Saved entries:
>>>

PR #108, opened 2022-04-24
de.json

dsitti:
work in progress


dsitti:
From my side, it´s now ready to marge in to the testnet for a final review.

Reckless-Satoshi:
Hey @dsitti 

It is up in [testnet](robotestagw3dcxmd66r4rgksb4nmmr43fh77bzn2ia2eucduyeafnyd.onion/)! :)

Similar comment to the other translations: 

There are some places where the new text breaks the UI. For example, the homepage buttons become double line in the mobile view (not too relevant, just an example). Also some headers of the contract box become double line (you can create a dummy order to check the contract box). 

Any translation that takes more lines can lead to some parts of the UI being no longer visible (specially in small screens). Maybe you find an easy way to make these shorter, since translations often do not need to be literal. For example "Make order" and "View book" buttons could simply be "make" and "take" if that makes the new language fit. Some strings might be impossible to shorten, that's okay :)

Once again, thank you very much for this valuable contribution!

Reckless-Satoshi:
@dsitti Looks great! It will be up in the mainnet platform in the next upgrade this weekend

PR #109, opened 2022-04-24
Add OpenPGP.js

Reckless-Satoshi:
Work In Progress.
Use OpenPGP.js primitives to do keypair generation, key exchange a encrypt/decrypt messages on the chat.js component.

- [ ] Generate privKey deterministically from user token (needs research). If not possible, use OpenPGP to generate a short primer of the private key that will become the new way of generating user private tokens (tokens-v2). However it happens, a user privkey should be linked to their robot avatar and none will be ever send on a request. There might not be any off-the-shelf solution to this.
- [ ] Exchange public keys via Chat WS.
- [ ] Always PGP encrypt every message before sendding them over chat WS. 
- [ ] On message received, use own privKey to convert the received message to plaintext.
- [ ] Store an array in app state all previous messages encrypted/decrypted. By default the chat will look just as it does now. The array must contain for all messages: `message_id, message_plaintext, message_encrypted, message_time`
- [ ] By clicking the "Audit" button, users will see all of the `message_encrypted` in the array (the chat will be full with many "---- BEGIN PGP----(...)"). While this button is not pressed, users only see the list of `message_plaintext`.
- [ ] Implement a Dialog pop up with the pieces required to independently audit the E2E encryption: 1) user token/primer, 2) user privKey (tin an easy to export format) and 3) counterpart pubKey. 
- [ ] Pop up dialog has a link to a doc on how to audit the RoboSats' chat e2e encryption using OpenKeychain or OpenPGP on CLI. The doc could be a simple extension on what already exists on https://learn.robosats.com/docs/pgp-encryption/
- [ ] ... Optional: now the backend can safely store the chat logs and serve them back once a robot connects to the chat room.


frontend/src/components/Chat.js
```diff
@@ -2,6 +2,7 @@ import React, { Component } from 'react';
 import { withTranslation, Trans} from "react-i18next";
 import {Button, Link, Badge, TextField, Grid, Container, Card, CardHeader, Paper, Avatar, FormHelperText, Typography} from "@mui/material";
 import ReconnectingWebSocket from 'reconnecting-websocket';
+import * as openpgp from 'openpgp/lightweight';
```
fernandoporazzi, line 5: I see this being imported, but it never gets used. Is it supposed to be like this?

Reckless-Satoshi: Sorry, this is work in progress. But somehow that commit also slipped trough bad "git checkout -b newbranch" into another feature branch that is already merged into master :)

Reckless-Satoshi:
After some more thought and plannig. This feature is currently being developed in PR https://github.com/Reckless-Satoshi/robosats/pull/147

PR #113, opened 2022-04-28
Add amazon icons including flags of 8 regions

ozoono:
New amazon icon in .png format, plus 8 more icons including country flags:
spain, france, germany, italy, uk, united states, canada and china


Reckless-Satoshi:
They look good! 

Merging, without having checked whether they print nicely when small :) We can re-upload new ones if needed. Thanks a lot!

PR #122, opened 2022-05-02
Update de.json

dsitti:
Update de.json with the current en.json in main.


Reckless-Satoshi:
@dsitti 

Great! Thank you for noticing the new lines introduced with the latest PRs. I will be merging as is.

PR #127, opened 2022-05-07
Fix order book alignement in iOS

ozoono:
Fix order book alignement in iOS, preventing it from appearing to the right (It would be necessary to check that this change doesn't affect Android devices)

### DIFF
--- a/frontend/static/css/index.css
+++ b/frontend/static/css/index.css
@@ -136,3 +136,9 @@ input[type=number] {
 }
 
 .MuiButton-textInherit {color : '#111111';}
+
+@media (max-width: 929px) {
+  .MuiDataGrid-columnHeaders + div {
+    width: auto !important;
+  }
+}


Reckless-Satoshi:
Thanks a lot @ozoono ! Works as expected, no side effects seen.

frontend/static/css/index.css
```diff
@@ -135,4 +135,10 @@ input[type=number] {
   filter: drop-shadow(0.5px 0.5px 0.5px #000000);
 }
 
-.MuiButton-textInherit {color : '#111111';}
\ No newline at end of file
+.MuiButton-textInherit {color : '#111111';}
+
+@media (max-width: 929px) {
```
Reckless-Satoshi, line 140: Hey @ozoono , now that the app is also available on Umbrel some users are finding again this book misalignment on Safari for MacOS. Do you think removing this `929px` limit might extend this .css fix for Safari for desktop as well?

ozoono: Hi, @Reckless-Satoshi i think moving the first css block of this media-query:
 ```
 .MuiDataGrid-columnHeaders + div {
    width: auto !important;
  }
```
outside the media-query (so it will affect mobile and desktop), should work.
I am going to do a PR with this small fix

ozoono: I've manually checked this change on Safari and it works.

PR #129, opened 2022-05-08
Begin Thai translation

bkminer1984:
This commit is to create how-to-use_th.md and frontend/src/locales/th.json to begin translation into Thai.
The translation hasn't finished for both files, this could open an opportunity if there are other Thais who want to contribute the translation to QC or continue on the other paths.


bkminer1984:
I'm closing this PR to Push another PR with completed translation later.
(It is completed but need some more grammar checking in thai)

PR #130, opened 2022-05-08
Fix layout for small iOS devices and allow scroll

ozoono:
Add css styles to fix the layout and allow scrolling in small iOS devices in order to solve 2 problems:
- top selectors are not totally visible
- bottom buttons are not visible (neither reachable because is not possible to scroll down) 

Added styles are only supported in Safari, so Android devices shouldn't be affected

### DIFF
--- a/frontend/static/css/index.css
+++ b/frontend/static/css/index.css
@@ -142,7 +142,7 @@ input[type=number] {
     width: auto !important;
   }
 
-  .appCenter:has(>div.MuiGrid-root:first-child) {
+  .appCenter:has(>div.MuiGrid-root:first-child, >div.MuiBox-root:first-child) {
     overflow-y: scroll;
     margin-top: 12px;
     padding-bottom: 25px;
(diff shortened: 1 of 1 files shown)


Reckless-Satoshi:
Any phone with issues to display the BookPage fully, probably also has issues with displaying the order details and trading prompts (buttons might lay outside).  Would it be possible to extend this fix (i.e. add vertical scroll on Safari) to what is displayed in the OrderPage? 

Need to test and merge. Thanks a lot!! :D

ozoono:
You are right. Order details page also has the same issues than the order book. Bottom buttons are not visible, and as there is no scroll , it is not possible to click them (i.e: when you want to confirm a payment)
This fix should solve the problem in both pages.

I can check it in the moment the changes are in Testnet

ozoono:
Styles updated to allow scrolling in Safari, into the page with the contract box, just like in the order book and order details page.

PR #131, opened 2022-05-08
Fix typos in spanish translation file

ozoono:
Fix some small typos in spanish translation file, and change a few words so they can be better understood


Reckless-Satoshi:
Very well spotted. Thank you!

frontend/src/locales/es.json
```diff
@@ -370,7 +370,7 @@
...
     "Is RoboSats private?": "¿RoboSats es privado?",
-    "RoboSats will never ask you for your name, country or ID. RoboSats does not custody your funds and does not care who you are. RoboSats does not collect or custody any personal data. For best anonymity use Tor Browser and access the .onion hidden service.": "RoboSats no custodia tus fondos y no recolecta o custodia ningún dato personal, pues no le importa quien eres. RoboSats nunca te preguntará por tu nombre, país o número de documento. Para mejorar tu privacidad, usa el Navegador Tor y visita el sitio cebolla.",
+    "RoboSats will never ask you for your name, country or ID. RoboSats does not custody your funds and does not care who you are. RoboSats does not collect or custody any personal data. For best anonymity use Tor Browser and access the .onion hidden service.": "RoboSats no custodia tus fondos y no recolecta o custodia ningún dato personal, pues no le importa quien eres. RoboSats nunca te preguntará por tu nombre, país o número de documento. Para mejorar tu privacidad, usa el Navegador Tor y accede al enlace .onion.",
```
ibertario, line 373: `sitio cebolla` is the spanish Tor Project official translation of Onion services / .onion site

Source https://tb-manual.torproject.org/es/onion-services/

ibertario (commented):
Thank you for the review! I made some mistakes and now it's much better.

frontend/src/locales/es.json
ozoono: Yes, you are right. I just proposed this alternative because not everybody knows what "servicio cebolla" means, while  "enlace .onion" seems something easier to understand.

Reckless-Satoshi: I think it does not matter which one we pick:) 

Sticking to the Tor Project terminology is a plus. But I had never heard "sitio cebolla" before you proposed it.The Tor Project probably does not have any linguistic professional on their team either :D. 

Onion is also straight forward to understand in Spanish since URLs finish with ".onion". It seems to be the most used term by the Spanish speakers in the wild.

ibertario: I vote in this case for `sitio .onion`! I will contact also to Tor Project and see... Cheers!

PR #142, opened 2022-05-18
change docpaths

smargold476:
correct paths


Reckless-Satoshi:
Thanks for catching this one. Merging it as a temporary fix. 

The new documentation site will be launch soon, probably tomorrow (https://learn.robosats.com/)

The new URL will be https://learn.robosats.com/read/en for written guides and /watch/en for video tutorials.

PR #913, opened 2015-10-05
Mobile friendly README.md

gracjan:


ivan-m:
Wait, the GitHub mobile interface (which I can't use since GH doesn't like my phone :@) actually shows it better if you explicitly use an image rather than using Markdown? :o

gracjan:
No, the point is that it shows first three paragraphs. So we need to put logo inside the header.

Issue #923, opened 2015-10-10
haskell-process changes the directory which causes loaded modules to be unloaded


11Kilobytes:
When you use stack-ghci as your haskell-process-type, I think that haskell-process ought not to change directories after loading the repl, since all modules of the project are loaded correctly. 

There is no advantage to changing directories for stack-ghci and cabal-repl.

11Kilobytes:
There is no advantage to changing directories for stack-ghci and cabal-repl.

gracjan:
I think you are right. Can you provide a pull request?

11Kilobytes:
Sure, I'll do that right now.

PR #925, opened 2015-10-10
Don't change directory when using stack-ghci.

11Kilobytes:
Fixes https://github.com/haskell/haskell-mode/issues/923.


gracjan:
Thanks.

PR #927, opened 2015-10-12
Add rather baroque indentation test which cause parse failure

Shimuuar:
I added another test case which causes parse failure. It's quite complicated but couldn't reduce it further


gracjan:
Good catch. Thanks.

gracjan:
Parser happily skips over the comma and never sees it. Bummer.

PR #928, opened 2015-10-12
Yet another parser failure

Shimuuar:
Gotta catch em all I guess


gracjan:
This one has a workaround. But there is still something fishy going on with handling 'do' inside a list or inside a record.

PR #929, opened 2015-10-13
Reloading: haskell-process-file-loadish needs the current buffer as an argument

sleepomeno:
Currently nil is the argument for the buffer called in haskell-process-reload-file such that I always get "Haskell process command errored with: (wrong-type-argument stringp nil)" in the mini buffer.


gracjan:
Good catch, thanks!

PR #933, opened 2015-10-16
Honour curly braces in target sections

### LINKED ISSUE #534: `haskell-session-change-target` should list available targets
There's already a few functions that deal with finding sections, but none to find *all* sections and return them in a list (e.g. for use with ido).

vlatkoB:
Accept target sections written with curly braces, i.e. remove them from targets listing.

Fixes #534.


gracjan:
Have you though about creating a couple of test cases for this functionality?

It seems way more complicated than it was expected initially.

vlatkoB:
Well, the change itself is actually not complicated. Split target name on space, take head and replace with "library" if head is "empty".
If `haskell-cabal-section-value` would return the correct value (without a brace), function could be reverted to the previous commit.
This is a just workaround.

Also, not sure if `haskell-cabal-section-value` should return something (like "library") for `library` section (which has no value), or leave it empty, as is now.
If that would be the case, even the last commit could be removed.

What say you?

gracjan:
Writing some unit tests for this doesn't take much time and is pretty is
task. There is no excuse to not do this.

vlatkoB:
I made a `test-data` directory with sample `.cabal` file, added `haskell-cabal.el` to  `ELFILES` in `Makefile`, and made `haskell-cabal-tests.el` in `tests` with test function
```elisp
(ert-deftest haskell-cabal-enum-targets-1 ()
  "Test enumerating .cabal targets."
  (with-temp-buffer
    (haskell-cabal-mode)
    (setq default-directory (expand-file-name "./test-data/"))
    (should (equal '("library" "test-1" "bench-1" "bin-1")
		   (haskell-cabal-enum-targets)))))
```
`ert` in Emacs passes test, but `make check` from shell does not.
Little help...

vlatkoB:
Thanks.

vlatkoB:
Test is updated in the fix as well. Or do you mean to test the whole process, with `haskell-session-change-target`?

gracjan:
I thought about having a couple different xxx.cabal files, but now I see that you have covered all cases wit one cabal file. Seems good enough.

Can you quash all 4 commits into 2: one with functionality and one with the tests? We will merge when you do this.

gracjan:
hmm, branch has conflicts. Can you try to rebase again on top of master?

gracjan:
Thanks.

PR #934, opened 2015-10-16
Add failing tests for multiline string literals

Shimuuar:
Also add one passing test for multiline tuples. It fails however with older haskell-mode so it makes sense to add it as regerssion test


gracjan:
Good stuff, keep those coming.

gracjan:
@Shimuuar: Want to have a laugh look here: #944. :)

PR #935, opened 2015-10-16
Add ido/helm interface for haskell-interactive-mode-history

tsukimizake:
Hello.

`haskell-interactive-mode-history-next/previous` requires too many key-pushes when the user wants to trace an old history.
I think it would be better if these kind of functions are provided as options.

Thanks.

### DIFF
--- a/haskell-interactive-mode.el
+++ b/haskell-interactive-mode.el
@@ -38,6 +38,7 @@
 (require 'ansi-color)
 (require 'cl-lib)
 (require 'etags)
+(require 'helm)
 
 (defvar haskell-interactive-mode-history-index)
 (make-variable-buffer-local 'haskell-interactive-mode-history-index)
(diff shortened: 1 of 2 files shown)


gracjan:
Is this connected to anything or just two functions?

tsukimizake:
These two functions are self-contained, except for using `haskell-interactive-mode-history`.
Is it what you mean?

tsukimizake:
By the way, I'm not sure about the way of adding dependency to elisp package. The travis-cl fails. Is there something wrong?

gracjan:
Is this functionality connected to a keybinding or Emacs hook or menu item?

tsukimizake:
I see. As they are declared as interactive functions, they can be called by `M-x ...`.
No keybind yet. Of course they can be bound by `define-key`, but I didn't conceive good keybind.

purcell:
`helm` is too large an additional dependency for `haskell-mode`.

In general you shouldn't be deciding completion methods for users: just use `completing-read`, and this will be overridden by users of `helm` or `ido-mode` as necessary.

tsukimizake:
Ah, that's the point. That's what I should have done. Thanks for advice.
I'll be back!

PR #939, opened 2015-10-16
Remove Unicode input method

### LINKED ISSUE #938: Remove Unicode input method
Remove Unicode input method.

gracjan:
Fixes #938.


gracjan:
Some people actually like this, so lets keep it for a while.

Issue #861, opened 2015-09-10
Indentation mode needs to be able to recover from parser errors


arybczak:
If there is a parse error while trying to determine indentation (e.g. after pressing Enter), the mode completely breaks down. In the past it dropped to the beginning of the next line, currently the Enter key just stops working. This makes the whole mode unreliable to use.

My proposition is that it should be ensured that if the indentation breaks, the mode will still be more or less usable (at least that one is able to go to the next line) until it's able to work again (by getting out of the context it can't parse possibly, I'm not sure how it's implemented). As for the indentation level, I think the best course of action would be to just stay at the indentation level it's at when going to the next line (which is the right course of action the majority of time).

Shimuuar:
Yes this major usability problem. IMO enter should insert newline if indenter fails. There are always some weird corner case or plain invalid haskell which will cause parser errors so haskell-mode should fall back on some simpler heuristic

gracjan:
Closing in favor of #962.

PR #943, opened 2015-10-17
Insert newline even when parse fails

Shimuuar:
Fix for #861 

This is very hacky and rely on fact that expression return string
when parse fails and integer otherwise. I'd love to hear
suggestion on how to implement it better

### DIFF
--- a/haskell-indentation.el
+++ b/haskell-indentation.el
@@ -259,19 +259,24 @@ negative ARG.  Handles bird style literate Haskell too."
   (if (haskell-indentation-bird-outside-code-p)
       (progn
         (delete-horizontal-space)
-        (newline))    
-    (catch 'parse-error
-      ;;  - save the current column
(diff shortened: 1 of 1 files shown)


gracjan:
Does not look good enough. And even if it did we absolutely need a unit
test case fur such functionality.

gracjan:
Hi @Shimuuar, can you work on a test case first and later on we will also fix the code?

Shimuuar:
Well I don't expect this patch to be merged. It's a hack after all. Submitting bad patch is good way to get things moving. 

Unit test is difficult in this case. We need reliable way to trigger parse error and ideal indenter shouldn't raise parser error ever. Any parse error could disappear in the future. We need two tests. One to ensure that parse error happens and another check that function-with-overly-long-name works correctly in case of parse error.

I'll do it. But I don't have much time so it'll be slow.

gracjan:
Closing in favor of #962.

<<<

What you are asked to do:
Above are the entries. Copy exactly the part that opens with the line containing "Source https://tb-manual.torproject.org/es/onion-services/" and closes with the line containing "Don't change directory when using stack-ghci.", and no more.

Answer area:
Source https://tb-manual.torproject.org/es/onion-services/

ibertario (commented):
Thank you for the review! I made some mistakes and now it's much better.

frontend/src/locales/es.json
ozoono: Yes, you are right. I just proposed this alternative because not everybody knows what "servicio cebolla" means, while  "enlace .onion" seems something easier to understand.

Reckless-Satoshi: I think it does not matter which one we pick:) 

Sticking to the Tor Project terminology is a plus. But I had never heard "sitio cebolla" before you proposed it.The Tor Project probably does not have any linguistic professional on their team either :D. 

Onion is also straight forward to understand in Spanish since URLs finish with ".onion". It seems to be the most used term by the Spanish speakers in the wild.

ibertario: I vote in this case for `sitio .onion`! I will contact also to Tor Project and see... Cheers!

PR #142, opened 2022-05-18
change docpaths

smargold476:
correct paths


Reckless-Satoshi:
Thanks for catching this one. Merging it as a temporary fix. 

The new documentation site will be launch soon, probably tomorrow (https://learn.robosats.com/)

The new URL will be https://learn.robosats.com/read/en for written guides and /watch/en for video tutorials.

PR #913, opened 2015-10-05
Mobile friendly README.md

gracjan:


ivan-m:
Wait, the GitHub mobile interface (which I can't use since GH doesn't like my phone :@) actually shows it better if you explicitly use an image rather than using Markdown? :o

gracjan:
No, the point is that it shows first three paragraphs. So we need to put logo inside the header.

Issue #923, opened 2015-10-10
haskell-process changes the directory which causes loaded modules to be unloaded


11Kilobytes:
When you use stack-ghci as your haskell-process-type, I think that haskell-process ought not to change directories after loading the repl, since all modules of the project are loaded correctly. 

There is no advantage to changing directories for stack-ghci and cabal-repl.

11Kilobytes:
There is no advantage to changing directories for stack-ghci and cabal-repl.

gracjan:
I think you are right. Can you provide a pull request?

11Kilobytes:
Sure, I'll do that right now.

PR #925, opened 2015-10-10
Don't change directory when using stack-ghci.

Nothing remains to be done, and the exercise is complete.